▸ PROBLEM DETAILS: Extract each line from the entries below that has the string "function" in it.
[EXERCISE INPUTS — start]
PR #169, opened 2026-09-18
feat(the-last-four-packages-stop-resting-on-the-declared-fallback): The…

wighawag:
Task: `work/tasks/done/the-last-four-packages-stop-resting-on-the-declared-fallback.md`

Everything is green and the working tree holds only the intended changes.

## What I did

**Grounded the probe first.** Patched both halves of the declared fallback in the BUILT output (`packages/core/dist/internal/processorIdentity.js` throws when `supplied === undefined`; `packages/processor-entities/dist/EntityEventProcessor.js`'s `entityProcessorVersionHash` throws) and ran every package. The four-package table reproduced **exactly** — `processor-sqlite` 16, `conformance-workload-stratagems` 14, `browser` 10, `platforms/nodejs-fetcher` 6 — and turned up **one package the earlier measurement missed**: `packages/fetcher-host`, 2 cases. `dist/` was rebuilt afterwards; `grep PROBE` on both files is 0 and nothing under `dist/` is tracked.

**Migrated the remainders** (all four packages are now off the fallback):

| package | what moved |
| --- | --- |
| `processor-sqlite` | `deployment-shapes.test.ts`: all three `IndexerGeneration`s now take `{processorIdentity: PROCESSOR_IDENTITY}` as the **fifth** argument (it is the `options`, not the `config` — passing it in the config object silently does nothing, which is how this site hid) |
| `conformance-workload-stratagems` | new `test/utils/processorIdentity.ts` + `processorIdentity` on the generation spec in all three suites (publication, retraction, receiving container). Nothing they assert was reshaped |
| `browser` | `snapshotOnlyMode` / `streamSeeding` label their snapshot with an `identityOf(...)` constant instead of `entityProcessorVersionHash(definition)`, copying `entityBootstrap.test.ts`'s `APP_IDENTITY`; `liveReload`'s fake now reports a `getCodeFingerprint()`, which **is** the module arrival's derivation |
| `platforms/nodejs-fetcher` | `test/deployment.ts` hands one identity to BOTH halves: the fold's `identity` and `StreamBuilderOptions.processorIdentity` |

## Witness inventory (the batch's most valuable output)

Five labelled witnesses survive, in two packages. Each carries a comment naming ADR-0086, stating it exists to prove the declared path still works, and naming `the-declared-version-and-the-drift-report-are-deleted` as what retires it.

**`packages/processor-sqlite/test/version.test.ts`** — whole-file label, 11 cases:
- `getVersionHash >` `cannot contain the 'unknown' fallback…` / `has no 'unknown' branch left even with the constructor guard defeated` / `carries no fallback constant at all, configured or not` / `still changes when the entity SCHEMA changes at a fixed version` / `gives an unconfigured processor and one configured with undefined the SAME hash`
- `the code fingerprint > changes when a handler changes at an unchanged version`
- `drift, end to end >` `reports when a handler changed but the version did not` / `does not report when the version WAS bumped` / `does not report for a byte-identical processor across a restart` / `does not report against a cursor written before fingerprints existed` / `refuses to start under strict mode, and starts without it` — **this group reaches the CORE half** (`processorIdentityOf` via a real `IndexerGeneration`), not `EntityEventProcessor`

**`packages/processor-sqlite/test/lifecycle.test.ts`** — two `describe` labels, 5 cases:
- `the identity this fold answers with >` `is the one the ARRIVAL handed it, where a host had one` / `is not moved by a later 'configure'…` — kept because each establishes the arrival identity by CONTRASTING it with a declared one
- `getVersionHash, the DECLARED fallback >` `changes when the processor version changes` / `changes when the entity SCHEMA changes, even at the same version` / `is stable across instances of the same processor`

**`packages/browser/test/aModuleIsIdentifiedByItsHandlerSources.test.ts`** — 2 cases:
- `names the generation by its handler sources, with nothing declared and nothing supplied` (its `declared()` helper)
- `falls back to the declared hash for a module whose handlers have no readable source` — **NEW**, see Decisions

`conformance-workload-stratagems` and `platforms/nodejs-fetcher` leave **no** witness: nothing in either is about identity.

With the probe applied, those five are exactly and only what goes red in the four packages. `packages/cli`'s 10 (its three batch-5 witnesses) are unchanged and out of scope.

## The fifth package, left alone

`packages/fetcher-host/test/harness.ts:199-200` is the same un-migrated shape as `platforms/nodejs-fetcher`'s — 2 cases in `classification.test.ts`. Per the prompt I did not expand into it. Recorded in `work/notes/observations/fetcher-host-is-a-fifth-package-resting-on-the-declared-identity-fallback.md`, including the fact that it hides badly: the throw is swallowed and surfaces as `expected undefined to match object {…}`, so a probe run skimmed for `PROBE:` reads it as green.

`pnpm format:check`, `check:adr`, `check:refs`, `check:changesets`, `build`, `typecheck`, `test` are all green. `changeset status --since=main` still reports "no changesets were found" only because `@changesets/git` reads changed files with `git diff` and the new `.changeset/*.md` is untracked until the runner commits.

## Decisions

**Added a NEW labelled witness in `packages/browser` rather than leaving `liveReload.test.ts` as one.** `liveReload`'s four failures came from a fake whose `getCodeFingerprint()` returned `undefined`, so `moduleProcessorIdentity` declined and the core fell back. `test/utils/fakeGeneration.ts` called that omission deliberate — but its own words were "Until [`a-module-handed-to-a-tab-is-identified-by-its-handler-sources`] lands, those cases keep the author-declared fallback", and that task HAS landed, so the deferral had expired and the cases are remainders (their subjects are reconfigure serialization and `{force}` passthrough, not identity). Migrating them, however, would have deleted the only live exercise of a **production** dependency: `src/moduleIdentity.ts` documents that `undefined` is a real answer and that the caller then falls back, calling itself "the last place that fallback is reachable in this package, and one `the-declared-version-and-the-drift-report-are-deleted` has to answer for". So I migrated the four and wrote one focused case that pins that branch (an author object with every handler `bind`-ed, so `processorCodeFingerprint` sees only `[native code]`). **Alternatives:** (a) leave all four as witnesses — rejected, four subject-mismatched cases give the contract task a muddle instead of a decision, and the stale doc would have stayed stale; (b) migrate and add nothing — rejected, the contract task would then delete a fallback production still takes with no test going red, which is precisely the failure this family keeps repeating. **What it touches:** `the-declared-version-and-the-drift-report-are-deleted` inherits one explicit decision ("what is an unnameable module called once there is no declared hash?") instead of a silent branch. **Coherence:** no new concept; it reuses `moduleProcessorIdentity` and the existing witness vocabulary.

**`liveReload.test.ts`'s fake now names itself by a marker-derived `getCodeFingerprint()` instead of by a moving `getVersionHash()` string.** That IS the module arrival's derivation (`moduleProcessorIdentity` is `getCodeFingerprint()` and nothing else), so the fake got more realistic rather than less, and the swap semantics are identical: same marker = same fold = declined, different marker = swapped. Two consequences are visible in the file: the recording harness's `updateProcessor` wrapper now **forwards its options** (it dropped them, so the identity the hook derived never reached the core — a genuine fidelity bug the probe exposed, and the reason one case failed even after `init` was fixed), and the `#5` assertion is now `toEqual({force: true, processorIdentity: makeProcessor().getCodeFingerprint()})`. **Alternative:** supply `processorIdentity` through the spec — rejected, `IndexerState.updateProcessor` deliberately accepts no identity from an app, so it would have fixed `init` and not the swap. **What it touches:** nothing outside the suite; no production code changed.

**The two `lifecycle.test.ts > the identity this fold answers with` cases are witnesses, not remainders.** Their subject is the arrival's identity, but each proves it by contrast with a fold built with no identity (`expect(handed…).not.toBe(declared.getVersionHash())`, and `declared.configure(…)` MOVES the declared hash). Migrating would mean deleting the contrast, i.e. deleting coverage. Per the prompt's tie-break I labelled rather than migrated. **What it touches:** the contract task deletes the `declared` half of each case and keeps the arrival assertion above it, which stands alone.

**`@etherfold/conformance-workload-stratagems` is deliberately absent from the changeset** even though it was edited: it is `private: true` and `.changeset/config.json` sets `privatePackages: false`, so naming it is the exact mixed-changeset refusal `scripts/check-changesets.mjs` exists to catch. Its share of the change is described in the changeset body instead.

**No `docs/spikes/` artifact.** The probe is a scratch `dist/` edit the task explicitly says not to commit, and its recipe and numbers are already recorded in the two observation notes and in the changeset, which is where the contract task will look.


wighawag:

The sixth and final migrate batch, and the one whose real product is an inventory rather than a migration. I wrote this task after #168's probe found these four packages, so again I checked both the build and the task.

- [x] **Scope held exactly.** Nothing outside `processor-sqlite`, `conformance-workload-stratagems`, `browser` and `platforms/nodejs-fetcher`. No fifth package was quietly absorbed.
- [x] **Nothing deleted, nothing refused.** `version`, `getVersionHash()`, `getCodeFingerprint()` and the drift report all still exist; no configuration that resolves today stops resolving. Verified by diff.
- [x] **Triage, not bulk migration** — which was the way this task could most easily have gone wrong. Every disputed case has a recorded decision with the alternative considered and rejected. The `lifecycle.test.ts` pair is the clearest: their subject IS the arrival's identity, but each proves it BY CONTRAST with a fold built without one, so migrating them would have deleted the contrast rather than moved it. Labelled, per the tie-break, with a note that the contract task deletes the `declared` half and keeps the arrival assertion, which stands alone.
- [x] **Every surviving witness is labelled in place** (14 labels added, each naming ADR-0086 and the contract task).
- [x] **The inventory exists, by file and case** — five witnesses: the whole of `processor-sqlite`'s `version.test.ts` (11 cases), the two `describe`s in its `lifecycle.test.ts` that consult the declared hash (5 cases), `browser`'s declared-hash contrast in `aModuleIsIdentifiedByItsHandlerSources.test.ts`, and the new production-fallback case. The contract task now starts from a list instead of a search, which is the whole point of this batch.
- [x] **Demonstrated, not asserted:** with both halves of the fallback made to throw, these four packages fail ONLY those labelled witnesses, and the tree is green without the probe.
- [x] **Green, with a changeset** correctly scoped to the three publishable packages.

**The best decision in here closed the loose end I had just written into the contract task.** `liveReload`'s four failures came from a fake whose `getCodeFingerprint()` returned `undefined`, and `fakeGeneration.ts` called that omission deliberate — but its own words deferred to `a-module-handed-to-a-tab-is-identified-by-its-handler-sources`, which has now landed, so the deferral had EXPIRED and those cases were remainders (their subjects are reconfigure serialization and `{force}` passthrough, not identity). Rather than either leaving four subject-mismatched cases as a muddle or migrating them and silently dropping the branch, it migrated the four AND wrote one focused case pinning the `undefined` path — an author object with every handler `bind`-ed, so the derivation sees only `[native code]`. That is precisely the case I added to the contract task's criteria yesterday, and it now has a test that will go red if the contract task deletes the fallback without deciding what an unnameable module is called. The reasoning it gives for rejecting "migrate and add nothing" is the family's own lesson stated back: the contract task would otherwise delete a fallback production still takes, with no test going red.

**It also found a real bug while it was in there.** The `liveReload` recording harness's wrapper around `updateProcessor` DROPPED its options, so the identity the hook derived never reached the core — a fidelity bug that made the suite lie about what the production path does, exposed by the probe and fixed with the migration rather than filed and left.

**A small correctness catch on the repo's own rules:** `conformance-workload-stratagems` is edited but deliberately absent from the changeset, because it is `private: true` and `privatePackages: false`, so naming it is the exact mixed-changeset condition `scripts/check-changesets.mjs` exists to refuse. Its share is described in the body instead. Knowing that rule without being told is good.

Nits: none. Gate 2 is off in this repo, so there is no `review-nits-*` note.

Merging. The migrate phase is now genuinely complete and, for the first time in this family, that claim rests on a measurement rather than a grep. The contract task is unblocked with an inventory in hand.

PR #1570, opened 2023-06-01
[Toolchain] Add checkAvailableToolchain function in ToolchainProvider

jyoungyun:
This commit adds checkAvailableToolchain function. This code comes from _run() function to share this function with other functions.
[EXERCISE INPUTS — finish]
▸ TASK RESULT:
[Toolchain] Add checkAvailableToolchain function in ToolchainProvider
This commit adds checkAvailableToolchain function. This code comes from _run() function to share this function with other functions.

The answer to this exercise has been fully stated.